Information provided.
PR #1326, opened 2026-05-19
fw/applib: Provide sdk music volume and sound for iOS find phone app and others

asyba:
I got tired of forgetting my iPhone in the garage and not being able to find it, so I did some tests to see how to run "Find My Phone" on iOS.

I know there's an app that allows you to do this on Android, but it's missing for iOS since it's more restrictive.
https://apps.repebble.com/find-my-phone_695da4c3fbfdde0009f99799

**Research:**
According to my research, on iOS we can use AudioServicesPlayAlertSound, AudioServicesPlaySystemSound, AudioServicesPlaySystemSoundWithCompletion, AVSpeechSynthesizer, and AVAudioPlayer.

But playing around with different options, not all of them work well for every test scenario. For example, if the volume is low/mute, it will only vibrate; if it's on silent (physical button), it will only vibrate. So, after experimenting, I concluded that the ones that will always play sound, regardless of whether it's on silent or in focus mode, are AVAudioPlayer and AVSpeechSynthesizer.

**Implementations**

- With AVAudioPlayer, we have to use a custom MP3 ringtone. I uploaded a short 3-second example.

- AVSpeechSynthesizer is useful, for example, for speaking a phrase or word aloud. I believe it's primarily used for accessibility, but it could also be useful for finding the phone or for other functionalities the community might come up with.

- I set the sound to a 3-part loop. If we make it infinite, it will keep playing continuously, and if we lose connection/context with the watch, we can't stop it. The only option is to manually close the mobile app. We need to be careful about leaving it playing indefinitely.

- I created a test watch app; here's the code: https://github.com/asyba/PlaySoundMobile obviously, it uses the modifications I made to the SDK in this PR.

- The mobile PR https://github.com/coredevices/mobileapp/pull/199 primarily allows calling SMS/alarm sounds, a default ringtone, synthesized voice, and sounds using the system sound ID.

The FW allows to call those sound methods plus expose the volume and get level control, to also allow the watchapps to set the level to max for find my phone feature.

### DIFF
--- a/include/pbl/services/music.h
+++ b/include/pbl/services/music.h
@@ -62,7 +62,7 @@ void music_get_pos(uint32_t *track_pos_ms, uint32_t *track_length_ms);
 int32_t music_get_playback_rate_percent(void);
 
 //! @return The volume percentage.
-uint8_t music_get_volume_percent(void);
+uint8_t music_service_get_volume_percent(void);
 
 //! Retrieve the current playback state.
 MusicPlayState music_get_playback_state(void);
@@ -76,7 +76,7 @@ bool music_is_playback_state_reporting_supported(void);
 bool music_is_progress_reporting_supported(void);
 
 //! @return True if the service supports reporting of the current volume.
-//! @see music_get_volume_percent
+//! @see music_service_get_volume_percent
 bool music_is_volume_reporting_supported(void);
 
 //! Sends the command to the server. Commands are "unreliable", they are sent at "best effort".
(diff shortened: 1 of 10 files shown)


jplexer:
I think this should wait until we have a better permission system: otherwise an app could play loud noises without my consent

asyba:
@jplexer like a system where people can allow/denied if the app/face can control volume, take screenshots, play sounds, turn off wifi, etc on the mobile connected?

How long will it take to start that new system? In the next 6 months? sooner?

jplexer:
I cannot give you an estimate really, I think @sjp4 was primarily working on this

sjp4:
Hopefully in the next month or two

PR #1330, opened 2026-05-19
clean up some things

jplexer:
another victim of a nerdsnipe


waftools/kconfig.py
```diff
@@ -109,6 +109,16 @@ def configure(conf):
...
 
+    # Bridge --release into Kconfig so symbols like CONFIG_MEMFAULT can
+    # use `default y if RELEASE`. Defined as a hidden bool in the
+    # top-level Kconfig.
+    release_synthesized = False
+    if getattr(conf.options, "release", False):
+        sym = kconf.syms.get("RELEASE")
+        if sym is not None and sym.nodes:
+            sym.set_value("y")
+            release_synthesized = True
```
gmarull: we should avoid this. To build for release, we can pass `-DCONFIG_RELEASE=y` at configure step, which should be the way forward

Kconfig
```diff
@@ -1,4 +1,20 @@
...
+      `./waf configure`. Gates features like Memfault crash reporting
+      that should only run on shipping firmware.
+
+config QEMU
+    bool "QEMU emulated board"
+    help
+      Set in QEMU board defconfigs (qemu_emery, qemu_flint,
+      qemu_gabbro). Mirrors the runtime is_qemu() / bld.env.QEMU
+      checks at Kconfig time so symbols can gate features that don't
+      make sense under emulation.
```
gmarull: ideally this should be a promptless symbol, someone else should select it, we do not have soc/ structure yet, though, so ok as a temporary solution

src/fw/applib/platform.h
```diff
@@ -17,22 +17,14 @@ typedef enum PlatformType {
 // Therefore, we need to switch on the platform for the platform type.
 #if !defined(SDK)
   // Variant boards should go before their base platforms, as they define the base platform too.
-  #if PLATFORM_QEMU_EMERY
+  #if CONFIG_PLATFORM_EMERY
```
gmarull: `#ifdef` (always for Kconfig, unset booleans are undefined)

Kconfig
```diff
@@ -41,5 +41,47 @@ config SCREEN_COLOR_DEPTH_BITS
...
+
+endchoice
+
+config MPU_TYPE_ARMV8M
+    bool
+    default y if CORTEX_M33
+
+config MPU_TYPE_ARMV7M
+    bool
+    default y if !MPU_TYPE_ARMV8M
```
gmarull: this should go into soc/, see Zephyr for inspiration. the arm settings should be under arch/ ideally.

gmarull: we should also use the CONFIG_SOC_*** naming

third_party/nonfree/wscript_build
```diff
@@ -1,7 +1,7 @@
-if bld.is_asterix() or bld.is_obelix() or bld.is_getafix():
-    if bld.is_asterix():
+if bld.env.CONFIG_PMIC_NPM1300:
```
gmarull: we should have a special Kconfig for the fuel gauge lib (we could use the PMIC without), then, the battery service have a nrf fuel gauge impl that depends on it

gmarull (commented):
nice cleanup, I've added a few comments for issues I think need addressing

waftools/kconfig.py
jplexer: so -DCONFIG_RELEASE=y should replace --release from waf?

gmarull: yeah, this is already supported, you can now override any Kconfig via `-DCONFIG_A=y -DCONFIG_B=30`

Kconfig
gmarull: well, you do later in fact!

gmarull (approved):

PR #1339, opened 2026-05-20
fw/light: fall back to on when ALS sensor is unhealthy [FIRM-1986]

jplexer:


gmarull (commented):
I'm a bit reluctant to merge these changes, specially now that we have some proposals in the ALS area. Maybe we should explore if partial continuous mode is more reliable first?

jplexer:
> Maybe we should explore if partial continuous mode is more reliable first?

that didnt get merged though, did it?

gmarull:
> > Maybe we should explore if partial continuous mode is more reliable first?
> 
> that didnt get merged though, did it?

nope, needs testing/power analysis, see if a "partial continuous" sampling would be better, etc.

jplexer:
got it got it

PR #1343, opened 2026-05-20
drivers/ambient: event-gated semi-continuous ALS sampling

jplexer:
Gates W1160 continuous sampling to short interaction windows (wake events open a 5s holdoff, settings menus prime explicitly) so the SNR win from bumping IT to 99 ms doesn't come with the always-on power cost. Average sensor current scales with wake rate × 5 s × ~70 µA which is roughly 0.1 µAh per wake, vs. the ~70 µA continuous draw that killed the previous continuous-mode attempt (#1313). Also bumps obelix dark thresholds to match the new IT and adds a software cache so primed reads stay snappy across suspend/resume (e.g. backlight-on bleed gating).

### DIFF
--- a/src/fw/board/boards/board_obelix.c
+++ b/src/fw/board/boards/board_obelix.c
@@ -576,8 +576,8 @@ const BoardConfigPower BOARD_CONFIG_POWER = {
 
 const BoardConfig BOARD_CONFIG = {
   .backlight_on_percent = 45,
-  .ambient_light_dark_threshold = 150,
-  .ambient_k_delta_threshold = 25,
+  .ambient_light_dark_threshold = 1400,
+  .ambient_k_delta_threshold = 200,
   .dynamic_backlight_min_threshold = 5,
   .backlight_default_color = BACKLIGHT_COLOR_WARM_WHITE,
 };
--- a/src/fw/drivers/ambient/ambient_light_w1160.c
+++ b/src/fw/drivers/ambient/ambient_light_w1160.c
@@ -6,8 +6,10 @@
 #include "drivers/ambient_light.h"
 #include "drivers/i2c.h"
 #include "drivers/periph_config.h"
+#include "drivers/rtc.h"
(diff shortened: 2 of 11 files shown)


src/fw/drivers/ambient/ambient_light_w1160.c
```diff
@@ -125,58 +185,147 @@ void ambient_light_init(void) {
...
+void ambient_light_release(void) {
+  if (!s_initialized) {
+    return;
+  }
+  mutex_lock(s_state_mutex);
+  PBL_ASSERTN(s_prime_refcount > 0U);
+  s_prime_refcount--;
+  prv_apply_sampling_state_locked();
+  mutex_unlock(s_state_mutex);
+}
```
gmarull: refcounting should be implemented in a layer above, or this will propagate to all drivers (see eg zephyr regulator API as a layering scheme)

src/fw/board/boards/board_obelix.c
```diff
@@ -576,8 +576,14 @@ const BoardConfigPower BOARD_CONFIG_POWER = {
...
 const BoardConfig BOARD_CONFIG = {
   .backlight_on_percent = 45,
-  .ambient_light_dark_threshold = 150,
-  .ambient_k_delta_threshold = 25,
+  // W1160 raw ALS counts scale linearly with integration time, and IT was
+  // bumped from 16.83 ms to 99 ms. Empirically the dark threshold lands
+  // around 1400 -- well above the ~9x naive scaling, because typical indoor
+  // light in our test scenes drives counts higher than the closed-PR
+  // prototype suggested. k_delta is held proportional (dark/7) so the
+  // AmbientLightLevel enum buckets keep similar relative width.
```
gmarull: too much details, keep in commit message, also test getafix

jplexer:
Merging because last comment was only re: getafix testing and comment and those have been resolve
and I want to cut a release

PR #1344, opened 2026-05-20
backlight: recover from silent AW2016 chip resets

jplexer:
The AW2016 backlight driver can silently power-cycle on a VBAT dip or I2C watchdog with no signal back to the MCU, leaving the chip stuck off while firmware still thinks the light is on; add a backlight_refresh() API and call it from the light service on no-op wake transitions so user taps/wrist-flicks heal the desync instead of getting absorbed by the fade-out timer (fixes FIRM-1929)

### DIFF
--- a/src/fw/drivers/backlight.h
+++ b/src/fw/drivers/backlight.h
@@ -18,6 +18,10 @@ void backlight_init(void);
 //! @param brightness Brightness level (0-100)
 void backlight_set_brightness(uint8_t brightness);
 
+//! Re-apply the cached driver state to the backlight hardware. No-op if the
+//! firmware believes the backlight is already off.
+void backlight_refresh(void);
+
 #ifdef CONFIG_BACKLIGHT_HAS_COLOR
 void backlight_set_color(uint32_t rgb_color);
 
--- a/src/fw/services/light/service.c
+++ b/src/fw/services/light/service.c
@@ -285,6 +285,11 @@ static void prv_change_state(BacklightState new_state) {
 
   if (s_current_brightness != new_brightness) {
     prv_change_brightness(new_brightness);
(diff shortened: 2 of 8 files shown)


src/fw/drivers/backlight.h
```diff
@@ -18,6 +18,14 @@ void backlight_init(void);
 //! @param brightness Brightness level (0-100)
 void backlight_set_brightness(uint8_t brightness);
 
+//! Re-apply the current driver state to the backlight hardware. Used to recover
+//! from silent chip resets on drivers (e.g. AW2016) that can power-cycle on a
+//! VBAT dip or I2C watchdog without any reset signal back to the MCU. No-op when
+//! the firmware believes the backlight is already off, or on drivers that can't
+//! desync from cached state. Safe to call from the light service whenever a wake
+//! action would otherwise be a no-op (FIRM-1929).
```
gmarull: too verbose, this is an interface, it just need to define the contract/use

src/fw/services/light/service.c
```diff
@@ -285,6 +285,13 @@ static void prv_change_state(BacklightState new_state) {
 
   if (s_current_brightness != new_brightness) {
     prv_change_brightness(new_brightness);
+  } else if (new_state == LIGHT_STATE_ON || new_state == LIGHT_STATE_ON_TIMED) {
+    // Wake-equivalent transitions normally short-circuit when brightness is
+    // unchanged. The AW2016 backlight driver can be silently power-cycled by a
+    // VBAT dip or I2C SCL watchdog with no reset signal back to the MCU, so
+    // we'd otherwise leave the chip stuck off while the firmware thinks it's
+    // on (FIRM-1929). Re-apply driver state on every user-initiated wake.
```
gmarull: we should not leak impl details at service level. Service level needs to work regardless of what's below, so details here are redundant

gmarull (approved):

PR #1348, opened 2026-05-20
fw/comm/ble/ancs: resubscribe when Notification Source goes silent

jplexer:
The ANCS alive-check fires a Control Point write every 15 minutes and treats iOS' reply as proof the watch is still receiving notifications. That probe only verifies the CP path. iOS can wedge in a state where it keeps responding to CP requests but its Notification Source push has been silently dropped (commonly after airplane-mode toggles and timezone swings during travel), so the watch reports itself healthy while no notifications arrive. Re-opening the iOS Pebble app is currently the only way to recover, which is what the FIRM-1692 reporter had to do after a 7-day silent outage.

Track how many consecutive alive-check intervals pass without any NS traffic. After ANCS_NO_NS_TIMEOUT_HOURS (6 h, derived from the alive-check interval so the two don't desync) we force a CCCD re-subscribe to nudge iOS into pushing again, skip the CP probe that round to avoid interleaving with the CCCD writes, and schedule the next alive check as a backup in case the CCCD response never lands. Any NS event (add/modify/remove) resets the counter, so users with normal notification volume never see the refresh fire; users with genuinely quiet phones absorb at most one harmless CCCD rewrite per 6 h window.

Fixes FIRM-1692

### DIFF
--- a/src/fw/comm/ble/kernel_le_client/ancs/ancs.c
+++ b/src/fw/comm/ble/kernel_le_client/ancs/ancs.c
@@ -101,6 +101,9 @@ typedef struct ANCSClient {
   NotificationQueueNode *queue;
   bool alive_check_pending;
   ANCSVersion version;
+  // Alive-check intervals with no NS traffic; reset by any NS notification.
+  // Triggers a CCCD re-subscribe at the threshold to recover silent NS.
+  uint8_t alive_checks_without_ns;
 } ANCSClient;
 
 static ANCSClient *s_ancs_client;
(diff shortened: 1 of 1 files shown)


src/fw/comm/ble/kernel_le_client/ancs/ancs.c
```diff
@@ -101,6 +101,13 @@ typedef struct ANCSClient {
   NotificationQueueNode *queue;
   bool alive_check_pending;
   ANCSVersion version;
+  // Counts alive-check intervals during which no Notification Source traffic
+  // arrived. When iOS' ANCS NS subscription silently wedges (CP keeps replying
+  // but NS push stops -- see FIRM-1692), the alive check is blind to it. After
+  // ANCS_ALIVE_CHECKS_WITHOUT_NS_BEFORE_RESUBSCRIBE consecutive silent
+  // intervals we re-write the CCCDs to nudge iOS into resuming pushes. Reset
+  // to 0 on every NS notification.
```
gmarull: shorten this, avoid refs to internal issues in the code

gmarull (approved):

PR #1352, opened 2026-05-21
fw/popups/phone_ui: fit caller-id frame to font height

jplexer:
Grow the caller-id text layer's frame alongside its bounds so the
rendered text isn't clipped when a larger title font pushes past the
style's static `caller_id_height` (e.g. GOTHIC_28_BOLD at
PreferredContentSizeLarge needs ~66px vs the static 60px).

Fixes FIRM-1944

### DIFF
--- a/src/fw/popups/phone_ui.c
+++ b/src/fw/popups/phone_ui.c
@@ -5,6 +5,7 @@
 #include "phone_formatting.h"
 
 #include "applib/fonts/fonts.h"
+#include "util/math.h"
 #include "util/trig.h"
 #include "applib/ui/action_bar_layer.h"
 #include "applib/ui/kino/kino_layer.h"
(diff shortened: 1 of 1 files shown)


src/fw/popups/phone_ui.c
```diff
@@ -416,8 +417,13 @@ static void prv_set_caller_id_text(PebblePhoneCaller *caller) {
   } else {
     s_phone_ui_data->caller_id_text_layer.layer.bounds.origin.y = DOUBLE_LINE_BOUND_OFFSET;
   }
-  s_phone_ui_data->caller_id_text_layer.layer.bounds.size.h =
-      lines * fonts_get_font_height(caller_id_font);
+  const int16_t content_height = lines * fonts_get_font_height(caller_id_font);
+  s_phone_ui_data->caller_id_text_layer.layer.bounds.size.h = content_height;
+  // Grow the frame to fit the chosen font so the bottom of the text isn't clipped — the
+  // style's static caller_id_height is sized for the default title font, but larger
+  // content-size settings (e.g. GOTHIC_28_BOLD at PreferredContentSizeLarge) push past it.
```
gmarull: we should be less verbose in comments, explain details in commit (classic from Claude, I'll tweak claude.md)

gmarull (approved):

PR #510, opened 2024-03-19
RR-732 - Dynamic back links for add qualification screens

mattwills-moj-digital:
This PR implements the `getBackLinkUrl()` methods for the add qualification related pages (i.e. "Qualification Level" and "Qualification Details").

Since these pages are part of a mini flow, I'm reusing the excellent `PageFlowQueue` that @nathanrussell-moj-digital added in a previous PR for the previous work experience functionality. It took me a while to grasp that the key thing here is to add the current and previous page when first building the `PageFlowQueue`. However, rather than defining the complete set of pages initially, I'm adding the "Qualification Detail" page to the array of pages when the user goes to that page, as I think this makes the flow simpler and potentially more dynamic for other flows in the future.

Task to complete. Up to and including the line with "According to my", repeat the entries exactly, beginning at their first line.

Task result.
PR #1326, opened 2026-05-19
fw/applib: Provide sdk music volume and sound for iOS find phone app and others

asyba:
I got tired of forgetting my iPhone in the garage and not being able to find it, so I did some tests to see how to run "Find My Phone" on iOS.

I know there's an app that allows you to do this on Android, but it's missing for iOS since it's more restrictive.
https://apps.repebble.com/find-my-phone_695da4c3fbfdde0009f99799

**Research:**
According to my research, on iOS we can use AudioServicesPlayAlertSound, AudioServicesPlaySystemSound, AudioServicesPlaySystemSoundWithCompletion, AVSpeechSynthesizer, and AVAudioPlayer.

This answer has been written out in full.